После разнарядки я обязательно заходил в коровник. Кожин умел держать бригаду в руках, и мне было приятно смотреть, как плотники работают сверкающими топорами — «личным» инструментом. Люди охотно собирались вокруг меня покурить, побеседовать. У них уже не было того бурного темпа в работе, в котором работают шабашники. Оставшись в совхозе зимовать, они теперь стали как-то спокойнее, надежнее. Работали и быстро и с удовольствием.
В первый же день я поделился с Кожиным заботой о грузовых оленьих нартах. Борис Паруни хоть и выполнил обещание — собрал десятка полтора грузовых нарт, но этого было слишком мало для того, чтобы обеспечить поселок дровами.
— Знаю я эти нарты,— сказал Ширшанов, один из плотников,— каюрил когда-то на Таймыре. Здесь их потоньше делают. Копыл задалбливают и ремнями вяжут к полозу, а там просто на шип сажают.
Тут начался профессиональный разговор, который я еще мало понимал. Набрался я опыта лишь через год, когда уже стал отвыкать от опеки пастухов и научился сам чинить нарту в пути.
— Может быть, попробуете? — спросил я у Кожина.
— Сразу не могу ответить,— серьезно сказал бригадир,— я сегодня возьму у Ятгера одну нарту, он мой сосед, посмотрим с ребятами и завтра скажем.
На следующей разнарядке Кожин дождался, пока от меня уйдут настырные хозяйки из школы и больницы — теперь у них были дрова, но некому было их рубить,— и спросил, сколько совхоз будет платить за нарту. Кожин глядел на меня своими беловато-голубыми глазами, поглаживал седую бородку клинышком и ждал ответа. Уже наученный горьким опытом, я не решался сразу назвать ему цену. Наш главбух не раз объяснял мне, сколь глупо не уважать финансовую науку, и теперь я боялся попасть впросак. Мы платили пастухам за одну нарту 25 рублей, но они выстругивали их почти одним ножиком.
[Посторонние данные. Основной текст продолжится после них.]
PR #782, opened 2023-06-30
internal: add the `asm` and `emit` MIR operators

zerbina:
Summary
=======

Introduce the dedicated `asm` and `emit` operators to the MIR,
replacing the opaque handling via `mnkPNode`. This:
- fixes expressions used in `asm` and `emit` statements not being
  subject to the MIR transformation
- makes MIR-based dependency scanning possible, without
  requiring special traversal logic for `mnkPNode`

Details
=======

Both the `emit` directive and the `asm` statement can include
arbitrary expression, but these (including the entities referenced by
them) were previously hidden at the MIR level. Dependency scanning by
way of iterating over all MIR nodes in a fragment was thus not
guaranteed to work when they were present.

The new MIR nodes act as output operators without any behaviour of
their own, with the string literals and input expression being passed
via an argument block. Phrased differently, `emit` and `asm` act and
look like calls of effect-free procedures at the MIR level.

The arguments are all communicated as being passed-by-value with the
call not modifying them. While this is not correct (the emitted code
could potentially modify the operands), it's easier to implement it
this way. Given the low-level nature of `asm` and `emit`, this
behaviour is deemed okay for now.

To make generation of the `emit` statement work, `nkPragma` processing
in `mirgen` is changed slightly: instead of persisting the whole
`nkPragma` node that contains an interesting directive, only the
interesting directives are persisted (by first moving them into
standalone `nkPragma` nodes).

### DIFF
--- a/compiler/backend/ccgstmts.nim
+++ b/compiler/backend/ccgstmts.nim
@@ -774,7 +774,7 @@ proc genAsmOrEmitStmt(p: BProc, t: PNode, isAsmStmt=false): Rope =
           r = mangleName(p.module, sym)
           sym.loc.r = r       # but be consequent!
         res.add($r)
-    of nkTypeOfExpr:
+    of nkType:
       res.add($getTypeDesc(p.module, it.typ))
     else:
       discard getTypeDesc(p.module, skipTypes(it.typ, abstractPtrs))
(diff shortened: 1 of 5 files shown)


saem (approved):
Nice.

Also normalizing pragma to singletons as part of `sem` or `transf` is a good call. I'll take a peek after wrapping up some existing bits.

PR #784, opened 2023-07-06
cgen: split parameter setup from rendering

zerbina:
## Summary

Separate `TLoc` setup for parameters from the rendering logic. This
reduces the amount of side-effects the rendering has, and is a
preparation for separating `TLoc` from `TSym`.

## Details

* move `TLoc` setup for parameters into `prepareParameters`
* inline the single use of `paramStorage`, and use `mapType` for the
  check
* in `genProcParams`, don't re-compute the information now provided by
  the parameters' `TLoc`
* add calls to `prepareParameters` where needed

This also fixes a regression where a procedure's parameter has no
filled-in `TLoc` if the procedure had no prototype emitted previously.

### DIFF
--- a/compiler/backend/ccgtypes.nim
+++ b/compiler/backend/ccgtypes.nim
@@ -370,6 +370,10 @@ $3endif$N
 
 proc prepareParameters(m: BModule, t: PType) =
   ## Prepares the locs of the parameter symbols for procedure type `t`.
+  ##
+  ## Neither the loc for the 'result' nor for the hidden environment parameter
+  ## are filled-in here. 'result' might not be a parameter, and the hidden
+  ## environment parameter is currently always treated as a local variable.
   assert t.kind == tyProc
   let params = t.n
   for i in 1..<params.len:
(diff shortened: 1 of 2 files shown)


compiler/backend/ccgtypes.nim
```diff
@@ -368,12 +368,36 @@ struct $2_Content { NI cap; $1 data[SEQ_DECL_SIZE];};
...
+            storage)
+
+    if ccgIntroducedPtr(m.config, param, t[0]):
+      # the parameter is passed by address; mark it as indirect
+      incl(param.loc.flags, lfIndirect)
+      param.loc.storage = OnUnknown
+
+  # neither the loc for the result nor for the hidden environment parameter
+  # are filled-in here. The result might not be a parameter, and the hidden
+  # environment parameter is currently always treated as a local variable
```
saem: Might be worth adding this to the proc's doc comment?

saem (approved):
One soft suggestion, but very much looking forward to dropping `TLoc` from `TSym`. :D

PR #785, opened 2023-07-07
cgen: fix regression with `.nodecl` consts

zerbina:
## Summary

Fix a regression where the C code generator ignored the `.nodecl`
pragma for constants.

## Details

Apart from the fix, the single-use `genConstSetup` is inlined into
`useConst`. Since the loc for constants is setup in `genConstDefinition`
(which is always called before `useConst`), the `fillLoc` call is not
added to `useConst` (this is also a step towards `fillLoc` only being
used in procedures responsible for definitions).

In addition, a test for the current behaviour of imported `.nodecl`


saem (approved):
Does fix the issue and it's good to have a regression test for it, as well.

Outside of the PR the behaviour difference between compile and runtime is a bit weird. Although I can't yet articulate what's off/missing.

PR #787, opened 2023-07-07
cgen: stricter symbol handling for `emit`

zerbina:
## Summary

Slightly refactor `ccgstmts.genAsmOrEmitStmt` and make its symbol
handling logic more strict. Apart from fields and types, all symbols
are now required to have their loc name already generated.

This is only an internal change. It prevents regressions, makes the
logic more clear, and is also a preparation for removing `TLoc` from
`TSym`.

## Details

An exhaustive case statement is used instead of the 'if', and the
redundant `$` calls are removed.

Due to the lack of context, field names cannot always be properly
mangled when the field is missing a loc name, but instead of the generic
name mangling (original name + attached-to module name + item id) the
record field mangling scheme is now used (which is incorrect for tuple
fields, but `mangleName` was too).

### DIFF
--- a/compiler/backend/ccgstmts.nim
+++ b/compiler/backend/ccgstmts.nim
@@ -729,28 +729,41 @@ proc genAsmOrEmitStmt(p: BProc, t: PNode, isAsmStmt=false): Rope =
       res.add(it.strVal)
     of nkSym:
       var sym = it.sym
-      if sym.kind in {skProc, skFunc, skIterator, skMethod}:
+      case sym.kind
+      of skProc, skFunc, skIterator, skMethod:
         var a: TLoc
         initLocExpr(p, it, a)
-        res.add($rdLoc(a))
-      elif sym.kind == skType:
-        res.add($getTypeDesc(p.module, sym.typ))
-      else:
+        res.add(rdLoc(a))
+      of skVar, skLet, skForVar, skParam, skResult, skTemp:
+        # make sure the C type description is available:
+        discard getTypeDesc(p.module, skipTypes(sym.typ, abstractPtrs))
+        var a: TLoc
+        initLocExpr(p, it, a)
+        res.add(rdLoc(a))
+      of skType:
+        res.add(getTypeDesc(p.module, sym.typ))
+      of skField:
+        # special support for raw field symbols
         discard getTypeDesc(p.module, skipTypes(sym.typ, abstractPtrs))
         var r = sym.loc.r
         if r == "":
-          # if no name has already been given,
-          # it doesn't matter much:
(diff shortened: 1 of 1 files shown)


compiler/backend/ccgstmts.nim
```diff
@@ -729,28 +729,41 @@ proc genAsmOrEmitStmt(p: BProc, t: PNode, isAsmStmt=false): Rope =
...
         discard getTypeDesc(p.module, skipTypes(sym.typ, abstractPtrs))
         var r = sym.loc.r
         if r == "":
-          # if no name has already been given,
-          # it doesn't matter much:
-          r = mangleName(p.module, sym)
+          # problem: a field doesn't know what type it is part of, so we
+          # can neither use ``fillObjectFields`` nor a ``FieldX`` name
+          # (in the case of tuples). To make sure that the mangled name is
+          # at  least correct for object types, we always use field name
```
saem, line 753:
```suggestion
          # at least correct for object types, we always use field name
```

very soft suggestion, might not be worth retriggering CI and instead rolling this in another PR.

compiler/backend/ccgstmts.nim
```diff
@@ -729,28 +729,41 @@ proc genAsmOrEmitStmt(p: BProc, t: PNode, isAsmStmt=false): Rope =
...
+        res.add(getTypeDesc(p.module, sym.typ))
+      of skField:
+        # special support for raw field symbols
         discard getTypeDesc(p.module, skipTypes(sym.typ, abstractPtrs))
         var r = sym.loc.r
         if r == "":
-          # if no name has already been given,
-          # it doesn't matter much:
-          r = mangleName(p.module, sym)
+          # problem: a field doesn't know what type it is part of, so we
```
saem, line 750: Would `sym.owner.typ` not provide the owning type or perhaps raw field symbols are different?

saem (approved):
One open quesion with respect to fields knowing their container type, but if that doesn't work out this is good to go.

compiler/backend/ccgstmts.nim
zerbina: Unfortunately, no, the `owner` of field symbols cannot be used here. This is because:
- for instances of generic objects, the field owner points to the symbol of the generic object, and from there it's not possible to get the instantiated type
- in some circumstances, the owner for object fields doesn't point to an `skType` symbol
- fields of named tuples cannot point to the tuple type's symbol (because there is none)

saem: sem lets us down yet again. :D

Thanks for providing scenarios where this doesn't work. OK, let's merge this and I'll see if I can maybe plug a few of these holes.

PR #789, opened 2023-07-07
internal: clean-up `modulegraphs` module

saem:
## Summary

Remove unused `ModuleGraph` fields `strongSemCheck` and
`compatibleProps`. Make various one off top-level procs as inner procs.

## Details

Proc changes:
- `resolveBackendSym` was only used in `getAttachedOp`, made inner
- `resolveInst` was only used in `procInstCacheItems`, made inner
- `resolveType` was only used in `typeInstCacheItems`, made inner
- `transitiveClosure` was only used in `markClientsDirty` made inner

### DIFF
--- a/compiler/modules/modulegraphs.nim
+++ b/compiler/modules/modulegraphs.nim
@@ -132,8 +132,6 @@ type
     cacheCounters*: Table[string, BiggestInt] # IC: implemented
     cacheTables*: Table[string, BTree[string, PNode]] # IC: implemented
     passes*: seq[TPass]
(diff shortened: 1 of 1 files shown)


zerbina (approved):
Looks good to me.

Maybe consider using the explicit `.nimcall` calling convention for the inner procedures, but I don't think that's anything blocking.

saem:
> Looks good to me.

thanks for the review.

> Maybe consider using the explicit `.nimcall` calling convention for the inner procedures, but I don't think that's anything blocking.

ugh, I forgot! I've gotten a bit gun shy wrt to CI passing on OSX... so I'll poke at it in a follow-up PR.

PR #790, opened 2023-07-08
internal: separate `TLoc` from `TSym` and `TType`

zerbina:
## Summary

Remove the `loc` fields from both `TSym` and `TType` and leave it to
the code generators how and if they use `TLoc` -- `TSym` only stores the
external name plus interface flags now. The benefits:
- another point of coupling (through data-types) between semantic
  analysis and code generation is removed
- the size of an `TType` instance shrinks from 120 to 96 bytes (with a
  64-bit target)
- the size of an `TSym` instance shrinks from 168 to 160 bytes

Because of its `lode` field, `TLoc` not being defined in the `ast_types`
module is also an important prerequisite for introducing a code IR for
the code generators.

## Details

The key changes:
- move `TLoc` and the associated types only relevant to the C code
  generator to `cgendata`
- remove the `loc` field from `TSym` and `TType` -- `TSym` stores the
  external name and interface flags via the new `extname` and `locFlags`
  fields
- as an interim solution, add the `locId` field to `TSym`
- fix the name slot in the `ast` of dispatcher storing the wrong symbol
- NDI file generation is now the responsibility of the orchestrator

### `cgen`

For associating a `PSym` with a `TLoc`, multiple `Store`s shared across
all C modules are used. The `TSym.locId` is an index into the
`SymbolMap` (which is a `Store` underneath) for the respective symbol
kind (globals, constants, procedures, fields). While a single
`SymbolMap` could be used (for the non-procedure entities), the plan is
to use dedicated types for the entities in the future, and using
separate stores is a preparation for that.

In order to not re-mangle parameters every time when emitting a
prototype, the locs for parameters are stored with their procedure.

Since locals are known to not outlive their surrounding procedure, the
locs for them are stored in a dedicated `SymbolMap` with the procedure
context -- once a procedure context goes away, the locals' `TLoc`s can
be, and are, freed already.

In general, the C code generator is now more strict with who is
responsible for filling-in loc information: for constants and globals,
it must only happen once during definition. Procedures and fields still
need to support ad-hoc loc setup, and fields need special-casing because
of `.inline` procedures and how `finally` clauses work (i.e., they're
duplicated at a too late time).

A table-based approach where the symbol IDs are mapped to `TLoc`s would
have also worked, but measurements showed that it was ~1.4% slower.

#### NDI files

Instead of directly updating the NDI file with a new entry when
generating a mangled name, as was done previously, adding the entries is
now the responsibility of the orchestrator: entries for whole-program
entities are added after code generation has finished -- entries for
locals once code generation for a procedure has finished.

For NDI file generation to work, the symbol. This was already the case
for all entities except constants, so constants now also store a `nkSym`
node in their `lode` field.

### `jsgen`

Due to it being less complex than the C code generator, a table-based
approach is okay for the JavaScript code generator. Only the JavaScript
name is relevant to the code generator, so it maps the symbol IDs
directly to strings and doesn't use `TLoc`. Separate tables are used
for global entities (globals, constants, procedures, and fields),
locals, and parameters.

### DIFF
--- a/compiler/ast/ast.nim
+++ b/compiler/ast/ast.nim
@@ -309,14 +309,6 @@ proc newType*(kind: TTypeKind, id: ItemId; owner: PSym): PType =
       echo "KNID ", kind
       writeStackTrace()
 
-
-proc mergeLoc(a: var TLoc, b: TLoc) =
-  if a.k == low(typeof(a.k)): a.k = b.k
-  if a.storage == low(typeof(a.storage)): a.storage = b.storage
-  a.flags.incl b.flags
-  if a.lode == nil: a.lode = b.lode
-  if a.r.len == 0: a.r = b.r
-
 proc newSons*(father: Indexable, length: int) =
   setLen(father.sons, length)
 
@@ -333,7 +325,9 @@ proc assignType*(dest, src: PType) =
     if dest.sym != nil:
       dest.sym.flags.incl src.sym.flags-{sfExported}
       if dest.sym.annex == nil: dest.sym.annex = src.sym.annex
-      mergeLoc(dest.sym.loc, src.sym.loc)
+      dest.sym.locFlags.incl src.sym.locFlags
+      if dest.sym.extname.len == 0:
+        dest.sym.extname = src.sym.extname
     else:
       dest.sym = src.sym
   newSons(dest, src.len)
@@ -355,7 +349,8 @@ proc copySym*(s: PSym; id: ItemId): PSym =
   result.magic = s.magic
   result.options = s.options
   result.position = s.position
-  result.loc = s.loc
+  result.extname = s.extname
+  result.locFlags = s.locFlags
   result.annex = s.annex      # BUGFIX
   result.constraint = s.constraint
   if result.kind in {skVar, skLet, skField}:
@@ -372,7 +367,8 @@ proc createModuleAlias*(s: PSym, id: ItemId, newIdent: PIdent, info: TLineInfo;
   result.flags = s.flags
   result.options = s.options
   result.position = s.position
-  result.loc = s.loc
+  result.extname = s.extname
+  result.locFlags = s.locFlags
   result.annex = s.annex
 
 proc initStrTable*(x: var TStrTable) =
@@ -510,7 +506,7 @@ template transitionSymKindCommon*(k: TSymKind) =
   s[] = TSym(kind: k, itemId: obj.itemId, magic: obj.magic, typ: obj.typ, name: obj.name,
              info: obj.info, owner: obj.owner, flags: obj.flags, ast: obj.ast,
              options: obj.options, position: obj.position, offset: obj.offset,
-             loc: obj.loc, locId: obj.locId,
+             extname: obj.extname, locFlags: obj.locFlags, locId: obj.locId,
              annex: obj.annex, constraint: obj.constraint)
   when defined(nimsuggest):
     s.allUsages = obj.allUsages
--- a/compiler/ast/ast.nim
+++ b/compiler/ast/ast.nim
@@ -510,7 +510,8 @@ template transitionSymKindCommon*(k: TSymKind) =
   s[] = TSym(kind: k, itemId: obj.itemId, magic: obj.magic, typ: obj.typ, name: obj.name,
              info: obj.info, owner: obj.owner, flags: obj.flags, ast: obj.ast,
              options: obj.options, position: obj.position, offset: obj.offset,
-             loc: obj.loc, annex: obj.annex, constraint: obj.constraint)
+             loc: obj.loc, locId: obj.locId,
+             annex: obj.annex, constraint: obj.constraint)
   when defined(nimsuggest):
     s.allUsages = obj.allUsages
 
--- a/compiler/ast/ast_types.nim
+++ b/compiler/ast/ast_types.nim
@@ -1590,19 +1590,13 @@ type
     data*: seq[PSym]
 
   # -------------- backend information -------------------------------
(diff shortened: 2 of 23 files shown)


compiler/ast/ast.nim
```diff
@@ -355,7 +349,8 @@ proc copySym*(s: PSym; id: ItemId): PSym =
   result.magic = s.magic
   result.options = s.options
   result.position = s.position
-  result.loc = s.loc
+  result.extname = s.extname
+  result.locFlags = s.locFlags
```
saem, line 353: too big a change to name it `extFlags`?

a soft suggestion as a fair bit of this is under heavy transition.

compiler/ast/ast_types.nim
```diff
@@ -1590,19 +1590,13 @@ type
...
-    locGlobalVar,             ## location is a global variable
-    locParam,                 ## location is a parameter
-    locField,                 ## location is a record field
-    locExpr,                  ## "location" is really an expression
-    locProc,                  ## location is a proc (an address of a procedure)
-    locData,                  ## location is a constant
-    locCall,                  ## location is a call expression
-    locOther                  ## location is something other
   TLocFlag* = enum
+    # XXX: `TLocFlag` conflates two things:
```
saem, line 1594: ah, even more reason to hold off on `extFlags` until these have been separated.

compiler/ast/ast_types.nim
```diff
@@ -1713,7 +1696,12 @@ type
                               ## to the module's fileIdx
                               ## for variables a slot index for the evaluator
     offset*: int              ## offset of record field
-    loc*: TLoc
+    extname*: string          ## the external name of the type, or empty if a
+                              ## generated name is to be used
+    locFlags*: TLocFlags      ## additional flags that are relevant to code
+                              ## generation
+    locId*: uint32            ## associates the symbol with a loc in the C code
```
saem, line 1703: If two symbols can't be associated with the same location, could we piggy back off of `itemId`?

(I'm guessing this will result in a 'no' once I've read further in the PR)

It would mean we'd have to store _something_ for each symbol (more memory), but that might balance out as we're storing an extra 4 bytes with the current change. The lack of `loc` information would have to be tracked on the loc data end, which does mean a deref/index-lookup prior to knowing it doesn't exist.

compiler/backend/cbackend.nim
```diff
@@ -93,6 +94,14 @@ type
 
 func hash(x: PSym): int = hash(x.id)
 
+proc writeMangledLocals(p: BProc) =
+  ## Writes the mangled names of `p`'s locals to the module's NDI file.
```
saem, line 98: this is a nice secondary benefit developing over time, as the mangling becomes more and more consistent it's going to make `gdb` pretty printers' life all that much easier.

compiler/backend/ccgstmts.nim
```diff
@@ -169,7 +169,13 @@ proc genSingleVar(p: BProc, v: PSym; vn, value: PNode) =
 
   if value.kind != nkEmpty:
     genLineDir(p, vn)
-    loadInto(p, vn, value, v.loc)
+    # we have an parameter aliasing issue here: passing `p.locals[v]`
```
saem:
```suggestion
    # we have a parameter aliasing issue here: passing `p.locals[v]`
```

compiler/backend/ccgtypes.nim
```diff
@@ -501,35 +490,46 @@ proc genRecordFieldsAux(m: BModule, n: PNode,
     if field.typ.kind == tyVoid: return
     #assert(field.ast == nil)
     let sname = mangleRecFieldName(m, field)
-    fillLoc(field.loc, locField, n, unionPrefix & sname, OnUnknown)
+    if field.locId == 0:
+      # XXX: the C struct definition for the type is re-generated in every C
+      #      file the type is used in, so the field might have an associated
+      #      loc. Eventually, each C type is only generated once, and then the
+      #      guard can be removed
```
saem:
```suggestion
      #      loc. Eventually, each C type will only be generated once, and then
      #      the guard can be removed
```

compiler/backend/jsgen.nim
```diff
@@ -267,7 +275,40 @@ proc mangleName(m: BModule, s: PSym): Rope =
       result.add("_")
       result.add(rope(s.id))
 
-    s.loc.r = result
+proc mangledName(p: PProc, s: PSym, info: TLineInfo): string =
+  ## Returns the cached JavaScript name for `s`.
+  ## At the time of writing, a borrowed string (``lent string``) from
+  ## can't be returned because of compiler shortcomings.
```
```suggestion
  ## At the time of writing, a borrowed string (``lent string``)
  ## can't be returned because of compiler shortcomings.
```

compiler/ast/ast_types.nim
saem: revisiting this comment, I'm pretty sure this wouldn't be a good approach at present, better to defer it as the necessary data and consequent layout are likely to change dramatically.

saem (approved):
Looking forward to having this merged in, further breaking dependencies like this is great.

Few minor items, they're mostly typographical and non-blocking.

compiler/ast/ast_types.nim
zerbina: Yep, I'm going to split the enum up immediately after this PR.

compiler/backend/ccgstmts.nim
zerbina: Ah, thanks -- I thought I had caught all of those. The sentence originally was "... have an issue with ...", but I reworded it and missed adjusting the 'an' :P

PR #791, opened 2023-07-09
mirgen: improve the MIR generation DSL

zerbina:
## Summary

Make the atom routines take an `MirNodeSeq` as input (instead of the
much more broad `TCtx`) and change the context-provider templates to
accept a `TCtx` instance as the first argument.

```nim
chain: input(c) => op(c) => output(c)
```

is now written as:

```nim
chain(c): input() => op() => output()
```

This makes the chains easier to write, and is a preparation for moving
the definitions that make up the DSL out of `mirgen` and into the
`mirconstr` module.

## Details

* make the destination buffer available to the adapter templates by
  injecting a nullary template (`buffer`) into the scope, removing the
  need to manually pass the buffer to each atom routine
* generate adapters for the procedures that represent input operands
* for compatibility, also generate input adapters that accept a `TCtx`.
  This reduces the amount of changes necessary
* adjust the usages of `chain`, `eval`, and `forward`
* don't use dirty templates for the adapter-generators -- normal
  templates suffice


saem (approved):
Will have to see how it plays out with further usage, but seems like a net win as it avoids getting the context mixed up along the transformation chain.

PR #792, opened 2023-07-10
internal: split up `TLocFlag`

zerbina:
## Summary

Separate the enum into two enums: one for the flags describing a
symbol's external interface and one for the actual location flags. This
fixes an implementation detail of the C code generator (location flags)
leaking into `TSym`.

## Details

The enum for the external interface flags is named `ExternalFlag` and
the location flag enum `LocFlag`. Since the latter is only relevant to
the C code generator, it is moved to `cgendata`.

The field storing the external interface flags in `TSym` and `PackedSym`
is renamed to `extFlags`. Due to the `ef` prefix being already taken by
the `TExprFlag` enum, the `ExternalFlag` enum uses the `exf` prefix.

### DIFF
--- a/compiler/ast/ast_types.nim
+++ b/compiler/ast/ast_types.nim
@@ -1589,30 +1589,18 @@ type
     counter*: int
     data*: seq[PSym]
 
-  # -------------- backend information -------------------------------
-  TLocFlag* = enum
-    # XXX: `TLocFlag` conflates two things:
-    #      - flags regarding the external interface (e.g., `lfHeader`; set by
-    #        sem, used by sem and the code generators)
-    #      - location-related flags (e.g., ``lfIndirect``, ``lfSingleUse``,
-    #        etc.; only relevant to the C code generator)
-    #      Split the enum up.
-    lfIndirect,               ## backend introduced a pointer
-    lfFullExternalName, ## only used when 'conf.cmd == cmdNimfix': Indicates
+  ExternalFlag* = enum
+    ## Flags that describe a symbol's external interface.
+    exfFullExternalName  ## only used when 'conf.cmd == cmdNimfix': Indicates
       ## that the symbol has been imported via 'importc: "fullname"' and
       ## no format string.
-    lfNoDecl,                 ## do not declare it in C
-    lfDynamicLib,             ## link symbol to dynamic library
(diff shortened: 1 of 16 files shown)


compiler/ast/ast_types.nim
```diff
@@ -1589,30 +1589,18 @@ type
...
-  TLocFlag* = enum
-    # XXX: `TLocFlag` conflates two things:
-    #      - flags regarding the external interface (e.g., `lfHeader`; set by
-    #        sem, used by sem and the code generators)
-    #      - location-related flags (e.g., ``lfIndirect``, ``lfSingleUse``,
-    #        etc.; only relevant to the C code generator)
-    #      Split the enum up.
-    lfIndirect,               ## backend introduced a pointer
-    lfFullExternalName, ## only used when 'conf.cmd == cmdNimfix': Indicates
+  ExternalFlag* = enum
```
saem, line 1592: Could also call it `ExternFlag`, leaning a bit on `extern` being evocative of effecting the ABI or external binary interface.

---

Thought of this after, I think this is to do with how the symbol manifests in the intended compiled artifact(s)'. Sticking with that some alternatives are:

- `ArtifactFlag`
- `BinaryInterfaceFlag`

Personally, I like the existing `ExternalFlag` more than the above suggestions, merely noting them in case they inspire a better name and to track what we considered.

Finally, perhaps this flag is a misplaced symbol flag?

saem (approved):
Tried to come up with a name suggestion but I think the current one is still the best, except perhaps it should simply be a symbol flag.

Otherwise the code seems more sensible than before.

compiler/ast/ast_types.nim
zerbina: Hmm, about it being a misplaced symbol flag, I'm not sure.

While a normal symbol flag is relevant to both semantic analysis and the backend (the flags modify what the symbol represents), `ExternalFlag`s are, for the largest part, only relevant to the code generators (they only affect code generation [^1]), so I *think* that having them separate makes sense, at least for now.

[^1]: not entirely; `exfNoDecl` and `exfDynamicLib` do have an effect on observable behaviour

saem:
/merge

feel free to stop it in case you wanted to change things further.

Не потому, что не имели других инструментов — любимая премия пастухам от совхоза и управления за столярные и слесарные наборы. В некоторых бригадах их было по два-три. Пастухи делали нарту, словно рисовали картину. Иное дело плотники. Мне запомнилось, как один молодой парень, рассматривая впоследствии кожинскую нарту, сказал: «Однако плохой человек делал».
— Почему?
— Посмотри сам.
Нарта действительно смахивала на паука-ревматика. Но я и так знал, что плотники не искали в нарте красоты. Михаил Андреевич, наш главбух, разрешил заплатить за нарту столько же, сколько пастухам. Плотники сделали 60 полозьев, 240 копыльев, все необходимые стойки, планки и через три дня, связав 30 нарт друг за дружку, привезли к конторе. Все высыпали смотреть на этот поезд. Мои тундровые герои — старые бригадиры-оленеводы Анхивилян, Ятгер, Эхевьи, Оммат — рассматривали нарты, наморщив нос, и все же не могли не признать, что дрова на них возить вполне можно.
Мы сейчас же отрядили Мишу Тнаковава с пятью рабочими в транспортный табун за оленями. Вскоре уже с полсотни оленьих нарт дважды в день подвозили дрова к поселку. Глущенко теперь с важностью объяснял, почему он принял решение складывать дрова сначала на хоздворе и рубить «на швырок», а потом уже развозить «клиентам».
Часам к десяти, немного разделавшись с делами, я отправился в свою неуютную, нахолодавшую за ночь квартиру. Затопил печь, немного прибрал и сел завтракать. У меня была банка персикового компота, под столом, как всегда, стояла большая коробка печенья — его удобно было доставать рукой не глядя. Наконец для меня наступил утренний час тихих радостей: компот, печенье и журнал из недавней почты.